A bane of having data is the need to know: the need to know where all your sensitive data resides, what that data is, who has accessed it, and how it was accessed. Managing the who, what, where, why, and how of data is a struggle that’s as old as time. Scale changes this struggle. We continue our scale discussion on the Virtualization and Cloud Security podcast by delving into data management. Paula Long, CEO and cofounder of DataGravity, joins us to discuss data management at scale. How do we answer these questions?

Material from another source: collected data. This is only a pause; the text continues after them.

PR #1048, opened 2025-03-11
Support chrono.h

jiangyilism:
Note that the users of `etl::chrono::high_resolution_clock`
have to provide the definition of the C function `etl_get_system_time_nanosec()` .
If one does not use `etl::chrono::high_resolution_clock` then `etl_get_system_time_nanosec()` can be left undefined/ignored.

### DIFF
--- a/include/etl/chrono.h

The how, where, what, when, and why of data management has been tricky from the beginning. It relies on the often underutilized concept of data classification. To protect our data, first we need to know which data to protect. Data classification helps us determine what we need to protect, but it’s far from easy. It is even harder at scale. Most people would balk at classifying a petabyte of data, not to mention data that is spread across several clouds and devices. Even if we did classify that much data, our data still moves around. Our data moves from site to site, from cloud to cloud, and between devices. Our data may travel over improper networks and into other jurisdictional controlled regions. The data is not lost, per se, it’s just not where we thought it was anymore. Compliance says we need to know where our data is and how it is protected.
To meet compliance requirements, there is a growing mentality of “encrypt everything.” But even if you encrypt everything, mistakes still get made. Data still goes where it shouldn’t. So, you might claim the answer is to encrypt everything at rest. Sure, that works, but it does not handle data in flight. Once the data is in use, encryption no longer applies. Encryption at rest is purely for handling disk destruction and lost disks or tapes. We all agree that encryption at rest is crucial, but it is not a replacement for solid knowledge of which kinds of sensitive data reside where.
Sensitive data has a variety of definitions, many of them falling into the realm of regulatory compliance, such as PCI, HIPAA, etc. Sensitive data can also include any kinds of information that are proprietary and crucial to your business, such as designs, architectures, bids, parts, and source code, among others. My first actionable advice on the podcast is to discover what your organization considers to be its sensitive information. This requires talking to the business side of your organization. Granted, this is also the job of the CISO; you may have to figure it out by discussing it with the business owners. IT security, operations, development, and administration all need to have this discussion. They all need to be on the same page. When they aren’t, data sensitivity tends to default to regulatory compliance requirements, which is often not enough.
Once you agree on which data is sensitive, and we know this is a difficult process, you can proceed to find it. You can use various tools, such as a copy data management platform, DataGravity, or even data loss prevention tools. The key is to have a well-known set of queries prepared to use. This isn’t easy, and it is why tools exist. A good tool will:

  • Tell you where your data resides by type of data (PCI, HIPAA, intellectual property, etc.)
  • Tell you when your data was created, moved, copied, deleted, and last accessed
  • Tell you how your data was copied, created, deleted, moved, opened, and modified
  • Tell you what was deleted, moved, opened, copied, etc. within the data and give you a head start on finding out why data was modified or deleted; this requires deeper event integration, such as the when of a new contract, etc.

Closing Thoughts

Scale changes how we do things. Scale changes how we think about data. Scale does not change what the definition of sensitive data is. The business still needs to be involved to provide definitions outside of regulatory compliance. Each group, from legal to IT, has its own definitions of data sensitivity. The where, what, when, how, and why of data (the five W’s) are crucial to understand. Once we have an understanding, we have a better chance of securing the data. We also have a better chance of meeting our compliance goals. This is another opportunity for security to get involved—not by draconian approaches, but through approaches that the rest of IT needs or already uses on a daily basis. Lightweight approaches are a must: this is where copy data and data management platforms really shine.